The Lost Princess of Oz - L. Frank Baum - Страница 1 из 171

This Book is Dedicated
To My Granddaughter
To My Readers
Some of my youthful readers are developing wonderful imaginations. This
pleases me. Imagination has brought mankind through the Dark Ages to
its present state of civilization. Imagination led Columbus to discover
America. Imagination led Franklin to discover electricity. Imagination
has given us the steam engine, the telephone, the talking-machine and
the automobile, for these things had to be dreamed of before they
became realities. So I believe that dreams--day dreams, you know, with
your eyes wide open and your brain-machinery whizzing--are likely to
lead to the betterment of the world.
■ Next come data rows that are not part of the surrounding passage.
PR #191, opened 2018-06-02
Fix BASIC challenge

### LINKED ISSUE #189: Auth issue in kaniko -- Unrecognized challenge: BASIC
This [issue](https://github.com/GoogleContainerTools/kaniko/issues/196) was opened in kaniko, and it seems like it's hitting an auth error from [here](https://github.com/google/go-containerregistry/blob/0ff1db03aaaabc9820e8a13353f61d8474814abd/v1/remote/transport/transport.go#L82) (I think it's happening when kaniko is trying to push the final image). It could have something to do with the docker config, just wondering if anyone knew why this might be happening?

jonjohnsonjr:
Java people like to yell, which `strings.Title` doesn't handle well.

Fixes #189


jonjohnsonjr:
RFAL

PR #203, opened 2018-06-04
Update crane append to accept flags, not args

### LINKED ISSUE #200: crane append should accept flags, not positional args
Cobra's generated docs for positional args are bad, and flags make it harder to mess up "src vs dst" ordering bugs anyway. 

Check with existing users whether they'll be broken by this change and whether we should support both for some period while they migrate.

Also document that crane is experimental and likely to change in breaking ways until an official release is cut.

ImJasonH:
Also: 
- mark required flags in append and rebase
- regenerate docs without "Auto generated" section

Fixes #200


pkg/crane/root.go
```diff
@@ -15,7 +15,8 @@ package crane
 import "github.com/spf13/cobra"
 
 var Root = &cobra.Command{
-	Use:   "crane",
-	Short: "Crane is a tool for managing container images",
-	Run:   func(cmd *cobra.Command, _ []string) { cmd.Usage() },
+	Use:               "crane",
+	Short:             "Crane is a tool for managing container images",
+	Run:               func(cmd *cobra.Command, _ []string) { cmd.Usage() },
+	DisableAutoGenTag: true,
```
jonjohnsonjr: !!! :D

pkg/crane/append.go
```diff
@@ -30,17 +30,23 @@ import (
...
 		Run: func(_ *cobra.Command, args []string) {
-			src, dst, tar := args[0], args[1], args[2]
-			doAppend(src, dst, tar, output)
+			doAppend(baseRef, newTag, newLayer, outFile)
 		},
 	}
-	appendCmd.Flags().StringVarP(&output, "output", "o", "", "Path to new tarball of resulting image")
+	appendCmd.Flags().StringVarP(&baseRef, "base", "b", "", "Name of base image to append to")
+	appendCmd.Flags().StringVarP(&newTag, "new_tag", "t", "", "Tag to apply to resulting image")
+	appendCmd.Flags().StringVarP(&newLayer, "new_layer", "f", "", "Path to tarball to append to image")
```
jonjohnsonjr: Why `-f`? As in file?

ImJasonH: Yeah. Open to suggestions if you're opposed.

The imaginative child will become
the imaginative man or woman most apt to create, to invent, and
therefore to foster civilization. A prominent educator tells me that
fairy tales are of untold value in developing imagination in the young.
I believe it.
Among the letters I receive from children are many containing
suggestions of "what to write about in the next Oz Book." Some of the
ideas advanced are mighty interesting, while others are too extravagant
to be seriously considered--even in a fairy tale. Yet I like them all,
and I must admit that the main idea in "The Lost Princess of Oz" was
suggested to me by a sweet little girl of eleven who called to see me
and to talk about the Land of Oz. Said she: "I s'pose if Ozma ever got
lost, or stolen, ev'rybody in Oz would be dreadful sorry."